Samsung Electronics est au bord d'une grève après l'échec des négociations de travail avec son syndicat. Environ 89 000 employés en Corée du Sud ont commencé un vote pour un arrêt de travail programmé du 21 mai au 7 juin, exigeant une augmentation salariale de 7 % et une plus grande transparence dans le système de primes.
Cette situation menace d'interrompre la production de semi-conducteurs à un moment critique pour la demande mondiale de matériel d'intelligence artificielle.
Paralysie dans l'usine de semi-conducteurs et alarme dans la direction de Samsung
Le vote syndical, qui se termine le 18 mars, a déjà dépassé 60 % de participation dans ses premiers jours et cible directement la principale usine de semi-conducteurs de Samsung à Pyeongtaek.

Choi Seung-ho, président du Syndicat des travailleurs de Samsung Electronics, a déclaré à Reuters : “J'espère qu'il y aura une interruption de la production”, précisant que la protestation pourrait stopper près de la moitié du volume de fabrication dans le complexe.
La direction de Samsung n'a pas caché son inquiétude. Un représentant de l'entreprise a averti que les arrêts, même s'il ne s'agissait que d'une seule grève, pourraient endommager de manière irréparable la confiance des clients et nécessiter des années pour revenir à la normale.
Le conflit salarial comparé à SK Hynix
Le cœur du conflit réside dans l'écart salarial marqué avec SK Hynix, le principal concurrent de Samsung. L'entreprise de semi-conducteurs et de technologie a supprimé le plafond sur les primes et transfère 10 % de ses bénéfices d'exploitation directement aux employés.

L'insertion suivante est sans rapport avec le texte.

PR #1561, opened 2022-02-05
introduction of url-prefixes and defaults

k9ert:
With the recent move to an extension-concept, security challenges arised. Extensions might be as insecure as we don't trust them to share a session-cookie with them. The main focus of this PR is the concept of a `isolated_client` extension. Those are mounted below `/ext` whereas specter is mounted below `/spc`. Normal extensions are (by default) mounted below `/spc/ext` . In combination with setting the cookie-path to `/spc`, this effectively locks out isolated_client-extensions from the session-cookie of specter.

So here is how this can be configured:
* By default each extension is `isolated_client` `True`. Switch it to false of you want to integrate with specter on a session-basis
* `SPECTER_URL_PREFIX = "/spc"` is set by default. If you want to have the behaviour as before, set it to`""`
*  `EXT_URL_PREFIX = "/spc/ext"` is the default "mountpoint" for normal extensions. As `SESSION_COOKIE_PATH = SPECTER_URL_PREFIX`, the normal extensions share a session (-cookie) with specter. 
* `ISOLATED_CLIENT_EXT_URL_PREFIX = "/ext"` is the default "mountpoint" of isolated_client-extensions which do not share a session with specter, hence the name.
* If you want to mount "everything" somewhere else than `/`, you can set `APP_URL_PREFIX`. However, in that case it's your responsibility to make sure no one ends up at the `/`.


k9ert:
@Kexkey might be interesting for you. Specter is still used in cyphernode, no?

moneymanolis (approved):
LGTM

Avec un bénéfice projeté de 47 billions de wons en 2025, les travailleurs de SK Hynix recevront des primes dépassant 140 millions de wons par personne.
En revanche, Samsung utilise une formule de Valeur Économique Ajoutée pour calculer les primes, qui est considérée par les travailleurs comme une “boîte noire” en raison des réductions pour impôts et coûts de capital.
Selon le syndicat, un ingénieur avec un salaire de base de 76 millions de wons ne recevrait que 38 millions en primes, soit moins d'un tiers de ce que paie la concurrence.
La dernière offre de la direction de Samsung était une augmentation salariale de 6,2 % et des primes spéciales, mais les négociations ont échoué lorsque l'entreprise a refusé de supprimer le plafond de 50 % sur le salaire de base.

Impact potentiel sur la production de puces pour intelligence artificielle
Le conflit de travail éclate à un moment particulièrement délicat, alors que Samsung vient de commencer la production en masse des puces de mémoire HBM4, essentielles pour les accélérateurs d'IA Vera Rubin de Nvidia, prévus pour la deuxième moitié de 2026. 70 % des employés syndiqués chez Samsung sont des ingénieurs de la division des semi-conducteurs.
Face à la croyance de l'entreprise que les usines automatisées résisteraient à la grève, les leaders syndicaux ont averti qu'une adhésion massive paralyserait complètement la production.
“Si 10 000 des 14 000 travailleurs du campus de Pyeongtaek rejoignent la grève, l'usine serait effectivement paralysée”, a expliqué un fonctionnaire syndical à Aju Press.

Si la mesure est approuvée, le syndicat prévoit de révéler les résultats du vote le 18 mars, d'organiser une manifestation massive le 23 avril et, si aucune meilleure offre n'est faite par l'entreprise, d'exécuter la grève générale en mai, mettant en péril la production de puces d'IA et la position de Samsung sur le marché mondial.
Enfin, il est pertinent de noter que l'un des principaux axes de Samsung est la production de mémoire ultra-rapide, essentielle pour le fonctionnement des processeurs d'IA. Dans ce segment, elle concurrence directement SK Hynix, fabriquant des puces HBM (High Bandwidth Memory) de dernière génération, telles que HBM3E et avançant dans le développement de HBM4.